The takeaway for leadership: don’t wait for regulatory compliance to drive your security agenda. Use it as a floor, not a ceiling. Regulations can prompt action, but strategic security leadership should go further. Stay ahead of baselines, simplify your internal controls, and ensure that your compliance team is supporting, not slowing down, your ability to move fast and stay secure.

Final thoughts

Cyber risk isn’t static. What matters most to executives today didn’t make the top of the list just a year ago. That shift tells us one thing: leadership needs to stay agile. The threats, fraud, AI vulnerabilities, geopolitical tension, aren’t surface-level issues. They strike at operational continuity, reputational strength, and long-term resilience.

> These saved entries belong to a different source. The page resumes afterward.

PR #2162, opened 2020-09-12
Fixed performance with classes

ncave:
- Added @chrisvanderpennen's brilliant performance insight (see also #2160).
- Performance with classes is now exactly the same as with factory functions.

@alfonsogarciacaro Tests are passing ok, Fable-JS works fine, etc., etc. but please validate if not deriving Exception from Error has any other implications.

### DIFF
--- a/src/Fable.Transforms/Fable2Babel.fs
+++ b/src/Fable.Transforms/Fable2Babel.fs
@@ -1782,10 +1782,6 @@ module Util =
     let declareClassType (com: IBabelCompiler) ctx (ent: Fable.Entity) entName (consArgs: Pattern[]) (consBody: BlockStatement) (baseExpr: Expression option) classMembers =
         let consId = Identifier "constructor"
         let typeParamDecl = makeEntityTypeParamDecl com ctx ent
-        // let baseRef =
-        //     match baseExpr with
-        //     | Some baseRef -> baseRef
-        //     | _ -> makeImportTypeId com ctx "Types" "SystemObject" :> Expression
         let consBody =
             if ent.IsFSharpExceptionDeclaration then
                 let super = callSuperConstructor None [] |> ExpressionStatement :> Statement
--- a/src/fable-library/Types.ts
+++ b/src/fable-library/Types.ts
@@ -1,5 +1,5 @@
 // tslint:disable: space-before-function-paren
-import { IEquatable, IComparable, combineHashCodes, compare, compareArrays, equalArrays, equals, identityHash, isComparable, isEquatable, isHashable, isSameType, isStringable, numberHash, structuralHash } from "./Util";
+import { IEquatable, IComparable, combineHashCodes, compare, compareArrays, equalArrays, equals, isComparable, isEquatable, isHashable, isSameType, isStringable, numberHash, structuralHash } from "./Util";
 
 export function objectToString(self: any) {
   if (isStringable(self)) {
@@ -9,24 +9,24 @@ export function objectToString(self: any) {
   }
 }
 
-export class SystemObject implements IEquatable<any> {
+// export class SystemObject implements IEquatable<any> {
 
-  public toString() {
-    return this.ToString();
-  }
+//   public toString() {
+//     return this.ToString();
+//   }
 
-  public ToString() {
-    return objectToString(this);
-  }
+//   public ToString() {
+//     return objectToString(this);
+//   }
 
-  public GetHashCode(x?: any) {
-    return identityHash(x ?? this);
-  }
+//   public GetHashCode(x?: any) {
+//     return identityHash(x ?? this);
+//   }
 
-  public Equals(x: any, y?: any) {
-    return x === (y ?? this);
-  }
-}
+//   public Equals(x: any, y?: any) {
+//     return x === (y ?? this);
+//   }
+// }
 
 function compareList<T>(self: List<T>, other: List<T>) {
   if (self === other) {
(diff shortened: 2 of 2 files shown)


alfonsogarciacaro:
Awesome! Will Nagareyama be on par with master performance-wise with this fix? About custom order exceptions the biggest concern I think is the stack trace. Do you know if it's kept? Don't remember if we have tests for this. I'll check when I'm home.

ncave:
@alfonsogarciacaro Yes, performance is now the same as master without classes.
But no, the stack is not there anymore cause Exception doesn't extent Error anymore, that's part of what was slowing it down.

alfonsogarciacaro:
Can you please also add a comment somewhere to remark we're not following MDN recommendations for creating custom errors for performance reasons? Hopefully this will prevent someone in the future to revert the change.

ncave:
@alfonsogarciacaro Ok done.

alfonsogarciacaro:
Hmm, it's a pity we're losing the stack trace for custom exceptions but maybe we can think of a solution for that. One thing I don't understand is @chrisvanderpennen [says here](https://github.com/fable-compiler/Fable/pull/2160#issuecomment-691378531) `Error().stack` is not hit, but [stack traces do work in Fable 2 for custom exceptions](https://fable.io/repl/#?code=PTAEFMA8GNwBwC4EsD2A7UBZAngUQE74r6goBmoSaCAsAFD0LZzhZ6HEBMAFJAFyVqASlABeeqEmCAFuHxIEoAMrYAzgnABbAHS4Y8ZOm5D69ADbhFZAIZIzAMWvrjYiVIT5sbqVJwEi+DwArCIAPgB8oPi2quDePqAgEJAYAERkKCipoBFRMXF0PgDuCtLJoAC04fE+UNpKCNbQANYAKtGwpnQ2do7OYZFw8tRkaQCkqqlAA&html=Q&css=Q) (although I just realized it's broken for F# exceptions). Maybe we can keep the stack traces doing the same trick (`Error().stack`) without deriving from `Error`?

Anyway, let's merge this and discuss about the stack trace later. Thanks a lot you both for the awesome work @chrisvanderpennen @ncave, please keep the performance improvements coming! :muscle:

chrisvanderpennen:
> but stack traces do work in Fable 2 for custom exceptions

If you declare `type x(i: int) = inherit System.Exception()` Fable emits `Exception.call(this)` as part of the generated constructor.  If you declare `exception x of int` it doesn't, and so the stack trace is undefined.

```fsharp
exception MyError of int

type MyError2(x: int) =
    inherit System.Exception()
```
```javascript
export const MyError = declare(function Test_MyError(Data0) {
  this.Data0 = Data0 | 0;
}, FSharpException);
export const MyError2 = declare(function Test_MyError2(x) {
  const $this$$1 = this;
  Exception.call($this$$1); // <-- this makes it work
  void null;
}, Exception);
```

alfonsogarciacaro:
Ah, ok, thanks a lot for the clarification. So it seems a bug (missing the stack trace in F# exceptions) was actually giving JS-compiled FCS a performance boost 😅

alfonsogarciacaro:
@ncave I noticed that now we have structural equality for objects of different types, which shouldn't happen often but it's not the expected behavior anyways.

```fsharp
type MyUnion1 = Foo of int * int
type MyUnion2 = Foo of int * int

type MyRecord1 = { Foo: int }
type MyRecord2 = { Foo: int }

let areEqual (x: obj) (y: obj) =
    printfn "(%s) equals (%s)? %b" (string x) (string y) (x.Equals(y))

areEqual (MyUnion1.Foo(1,2)) (MyUnion2.Foo(1,2)) // true
areEqual { MyRecord1.Foo = 1 } { MyRecord2.Foo = 1 } // true
```

I was thinking to add a field with the F# kind like: `__fsharp: union` so we can identify the type of object in equality, but then I noticed most of the issues are fixed by checking if the constructors are the same `x.constructor === y.constructor` before this line: https://github.com/fable-compiler/Fable/blob/d12cfcc7b6f8209a4148ac990d22d107a52622ea/src/fable-library/Util.ts#L390

What do you think? (We'd have to do a similar change in `compare`) A side-effect is all JS object literals get structural equality by default which didn't happen in Fable 2, but it may be a good thing. 

There's another issue when converting to string but we can check that later.

ncave:
@alfonsogarciacaro Sure, makes sense. It would be preferable if we can avoid adding new fields.

Structural equality already goes into `Types.recordEquals` (see [Replacements.equals](https://github.com/fable-compiler/Fable/blob/nagareyama/src/Fable.Transforms/Replacements.fs#L762-L765)), so we can keep Util.equals for referential and custom equality (and same thing for compare).

alfonsogarciacaro:
Ok, I added the constructor check, this should solve some situations 👍 At the moment, `Util.equals` is defaulting to structural equality (`equalObjects`) even for classes that don't implement `Equals`. Before, everything was inheriting from `SystemObject` so there was always a default implementation of `Equals` using reference equality. I'm assuming (or hoping) this won't be much of an issue because the F# compiler will disallow equality in most situations if the class doesn't implement equality.

Interestingly I did try to disable structural equality for non-union/record/struct classes but got an error when compiling the test for units of measure with fable-compiler-js. I didn't investigate much.

And yes, at one point we should probably inspect the equality/comparison attributes. I think Fable 1 did this somehow, but it was removed when refactoring the code for Fable 2 and it has remained unimplemented since.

High-performing organizations aren’t waiting to react. They’re moving now, investing in visibility, aligning IT and OT security, building resilience into their architecture, and treating regulatory complexity as a strategic input, not just compliance overhead.

For business leaders, the roadmap is clear. Prioritize cyber as a business enabler. Make room for security at the table where strategy happens. Get closer to your CISO. Don’t wait for an incident to expose what could have been prevented. Cyber risk isn’t an IT problem, it’s a boardroom responsibility with bottom-line impact.

The organizations that do this well won’t just stay secure. They’ll move faster, make smarter decisions, and remain in control while others scramble to catch up.